The economic implications of this review are that TB unit costs have been identified, aligned to intervention-standardised typology and placed in an open access Unit Cost Study Repository. These easily accessible data are particularly useful for modelers and TB decision makers. The indication from machine learning is that reporting on ‘Intervention’ (in particular), ‘Urbanicity’ and ‘Site Sampling’, can guide those undertaking costing work, which often leads into National Strategic Planning, economic evaluation, budgeting and priority setting.

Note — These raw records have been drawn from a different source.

PR #2013, opened 2018-04-01
Build: Test removing appveyor cache

bryphe:
Remove the appveyor cache folder - check to see if we got the proper nvim binaries for the `x64`/`x86` case.

### DIFF
--- a/package.json
+++ b/package.json
@@ -948,7 +948,7 @@
         "mkdirp": "0.5.1",
         "mocha": "3.1.2",
         "nyc": "^11.4.1",
-        "oni-release-downloader": "0.0.8",
+        "oni-release-downloader": "^0.0.10",
         "opencollective": "1.0.3",
         "optimize-js-plugin": "0.0.4",
         "prettier": "^1.10.2",
--- a/appveyor.yml
+++ b/appveyor.yml
@@ -24,7 +24,7 @@ install:
   - node --version
   - npm --version
   # install modules
-  - yarn install
+  - yarn install --verbose
 
 artifacts:
     - path: dist/*.exe
--- a/appveyor.yml
+++ b/appveyor.yml
@@ -9,9 +9,6 @@ branches:
     - master
     - /^release.*/
 
-cache:
-    - "%LOCALAPPDATA%\\Yarn"
-
 platform:
     - x86
     - x64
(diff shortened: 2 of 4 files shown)


package.json
```diff
@@ -948,7 +948,7 @@
         "mkdirp": "0.5.1",
         "mocha": "3.1.2",
         "nyc": "^11.4.1",
-        "oni-release-downloader": "0.0.8",
```
CrossR: Looks like this is the issue!
`0.0.8` doesn't have any code to deal with x64 so all windows builds are `win32`.
Could that cause the issues we've seen?

I was checked the individual packages for this, but not here apparently.

bryphe: Ah excellent! 👍  Makes sense now - the `peerDependencies` in the other packages just specify their 'requirement' for a package, and this is where we actually acquire the dependency to use. It's confusing, there's probably a better way to handle this..  Glad we got it going, thanks @CrossR ! 🎉

CrossR:
```
[00:02:21] verbose 111.357 appveyor env var is currently set to: true.
[00:02:21] platform env var is currently set to: x64.
[00:02:21] running in appveyor, updating platform as needed
[00:02:21] downloading binary for win64 platform.
```

Well at least it makes sense now!
Do you want me to submit a PR to the release downloader to remove the additional logging now?

And this PR can be used to bring in the updated package?
Wish there was some level of logging for `yarn` between `--verbose` and nothing... We needed the output but not every moved file.

bryphe:
> Well at least it makes sense now!

Phew, ya 😄 

> Do you want me to submit a PR to the release downloader to remove the additional logging now?

That's okay, I don't think that's necessary - the logging will be useful to have long-term, just in case we run into issues later.

> Wish there was some level of logging for yarn between --verbose and nothing... We needed the output but not every moved file.

Exactly... It would be nice to have an option to show the output of the spawned tasks, but not the internal work yarn is doing shuffling files. I think I'll leave the `verbose` in, because I'd like to have the logging available, but if there is a better option for making that output available too, I'm open to it.

So fingers crossed, but I think with this PR in we should be all set 🤞 Thanks for all your help @CrossR , I'm excited to finally have a _proper_ set of Windows builds for this release 😄

CrossR:
Seems to all be sorted now! Logs and the nvim version are 64bit on my machine, and still say 32bit on the other build.

My `bash` issue has also gone now too.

There are of course a couple of considerations, namely that the database primarily assesses what has been reported, so something may have been done and not written down or may have been reported but may have only been done at a superficial level. The other consideration is that the reporting quality rating is determined by the data that are included and then some of those aspects are assessed again in the recursive partitioning, which could have led to overfitting of the model. The database did require inference by the study team when authors had not been explicit in their reporting and so there could also have been limitations in the fields used to assess quality or even in the choice of fields to include in the quality rating. The search strategy may have been a limiting factor in the uncovering of TB vaccination costs (BCG in particular); however, a separate targeted search was conducted specifically for this and no empirical TB costs were found. Since the completion of the search a valuable database of vaccination costs, called the Immunization Delivery Cost Catalogue, has been made publicly available and can be found online at: http://immunizationeconomics.org/ican-idcc. This catalogue illuminated that the search for BCG costs would need to be aimed at childhood vaccinations, which often form part of an immunisation programme or package of vaccines, and so we were unlikely to pick up studies related to BCG with our selected search terms. In future reviews, we suggest using more search terms linked to TB vaccination and TB infection control, which have been added to the GHCC intervention-standardised list subsequent to this review.

5 Conclusion

This study demonstrates the variability in reporting and methods used to estimate TB costs from a provider perspective. Those working in TB and TB decision making would benefit if researchers explicitly reported what they did and increased their transparency regarding the methods they used to estimate the costs of TB interventions. We suggest being unambiguous in the methods used such as reporting mixed or separate top-down and bottom-up costing, and standardising unit costs to ease comparison between different papers’ findings (Supplementary Table 4, see ESM). A set of guidelines for TB costing drawing from this review further explains the important methodological aspects one should focus on [4]. Going forward, the unit cost gap needs to be addressed for TB vaccination (especially new vaccine candidates as they emerge), above-service costs, ACF, ICF and TB prevention and the remaining 12 high burden countries without TB unit costs in literature (Angola, Democratic People’s Republic of Korea, Democratic Republic of the Congo, Myanmar, Vietnam, Central African Republic, Congo, Lesotho, Liberia, Namibia, Papua New Guinea and Sierra Leone).